(Collected data)
====================
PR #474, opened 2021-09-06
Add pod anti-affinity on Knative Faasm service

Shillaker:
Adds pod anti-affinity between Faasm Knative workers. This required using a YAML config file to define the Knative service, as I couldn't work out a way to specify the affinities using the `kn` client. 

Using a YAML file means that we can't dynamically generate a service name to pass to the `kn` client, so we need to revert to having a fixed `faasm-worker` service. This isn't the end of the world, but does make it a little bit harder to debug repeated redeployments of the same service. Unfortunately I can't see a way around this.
====================
YOUR OBJECTIVE: Only the lines from the one holding "Add pod anti-affinity" through the final line of the entries, both included, should be given again, word for word.

TASK RESULT:
Add pod anti-affinity on Knative Faasm service

Shillaker:
Adds pod anti-affinity between Faasm Knative workers. This required using a YAML config file to define the Knative service, as I couldn't work out a way to specify the affinities using the `kn` client. 

Using a YAML file means that we can't dynamically generate a service name to pass to the `kn` client, so we need to revert to having a fixed `faasm-worker` service. This isn't the end of the world, but does make it a little bit harder to debug repeated redeployments of the same service. Unfortunately I can't see a way around this.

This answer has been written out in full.